# push pull question???



## oldgeez (Sep 29, 2002)

trying to push pull to get my bt to go off a little smoother. it's hard to keep my hand and bow arm relaxed with that slight push going on!! i can feel muscle groups coming into play. i don't know how anyone can make this work??


----------



## Garceau (Sep 3, 2010)

Voodoo......


----------



## da white shoe (Mar 10, 2009)

"Push/pull" is a term I've heard in relation to shooting recurves and longbows. Maybe you can explain the philosophy behind the technique.

I know that when I shoot, I relax every muscle that I can... as much as I can. I only use my hands and arms as static devises to "brace" the bow at full draw. The shot is triggered by flexing back muscles to cause a nearly imperceptable amount of increase in your draw length... thereby triggering the release.

To find these muscles, have someone stand facing you while you pretend to hold a bow at full draw. Have them grasp your elbows and try to gently force you to give them a hug while you resist, all the while keeping your arms relaxed. The back muscles you feel resisting are the ones you need to flex to trigger the release. All other muscles should be relaxed as fully as possible.


----------



## RoxieTrees (Dec 12, 2011)

oldgeez said:


> trying to push pull to get my bt to go off a little smoother. it's hard to keep my hand and bow arm relaxed with that slight push going on!! i can feel muscle groups coming into play. i don't know how anyone can make this work??

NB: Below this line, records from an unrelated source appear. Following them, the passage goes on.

PR #1841, opened 2025-10-28
modify Dockerfile to stop pulling cuda:12.9.1-ubi9 base image

tariq1890:
We currently depend on the 12.9.1 CUDA base image to fetch the cuda packages for backwards compatibility reasons as we have to support driver versions from branches as old as R535.

With this change, we stop pulling the `nvcr.io/nvidia/cuda:12.9.1-base-ubi9` so that this dependency is never inadvertently bumped by dependabot

### DIFF
--- a/docker/Dockerfile
+++ b/docker/Dockerfile
@@ -12,6 +12,8 @@
 # See the License for the specific language governing permissions and
 # limitations under the License.
 
+ARG CUDA_SAMPLES_VERSION=12.9
+
 FROM golang:1.25.3 AS builder
 
 ARG GOPROXY="https://proxy.golang.org,direct"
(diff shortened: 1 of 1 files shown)


docker/Dockerfile
```diff
@@ -38,32 +40,29 @@ ARG VERSION="unknown"
...
 
+ENV PATH=/usr/local/cuda/bin:${PATH}
+
 WORKDIR /build
 
 ARG SAMPLE_NAME=vectorAdd
 
-ARG CUDA_SAMPLES_VERSION=v12.9
-RUN curl -L https://codeload.github.com/NVIDIA/cuda-samples/tar.gz/refs/tags/${CUDA_SAMPLES_VERSION} | \
+RUN curl -L https://codeload.github.com/NVIDIA/cuda-samples/tar.gz/refs/tags/v${CUDA_COMPAT_VERSION/-/.} | \
```
cdesiniotis: If this doesn't cause too much trouble, I would prefer if we kept `CUDA_SAMPLES_VERSION` as the build argument and construct the compat version string from it. From a maintenance perspective, it is the CUDA samples version that we are concerned about maintaining / bumping.

tariq1890: Sure, that makes sense. Will make the change

cdesiniotis (approved):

You don't want to push with your bow arm. You want your bow shoulder in a low position, so you can see the cup of your rotator cuff and your deltoids. Relax all that. Practice by putting both hands straight out to your sides, bend your release arm elbow until you touch your chest, and practice pulling your elbow back, away from your body in a straight line. Memorize the muscles you're using to do this motion, which will be just in between your shoulder blade and spine, pulling your blade to your spine, and do the same on your release.









Sent from my LG-P925 using Tapatalk


----------



## subconsciously (Aug 22, 2009)

Part of my shot process is to "reach" for the target...not so much a push. It puts a slight amount of tension around the lat area. This helps me keep my pin rock steady within the 5-7 second range during the shot.

different strokes different folks.


----------



## deermecca (Dec 14, 2011)

*Common misconceptions*

First, I must say, I am not an expert, nor do I claim to be an expert... I have shot 300 rounds, 3d, etc. but I am a hunter at heart and just love to fling arrows at targets, spots, 3d etc.

First, there seem to be a lot of things being changed in your "technique" at one time. Our mind can only handle seriously doing one thing at a time. Especially when we are trying new things, how are you going to know what works if you try more than one new thing at a time.

Try one thing at a time to see if it is something that is improving your shooting. The end result is more important than whether you "want" to do it or not. for example... "i don't like shooting with a peep site, esp. in low light, but I do it simply because i know i can pop can at 30-40 yards with a peep. with no peep, I'm prolly not going to be able to do that."

I do agree with everyone about the aiming half (bow arm) must be as relaxed as possible at the time of release, and follow through till you audibly hear the arrow hit the target. 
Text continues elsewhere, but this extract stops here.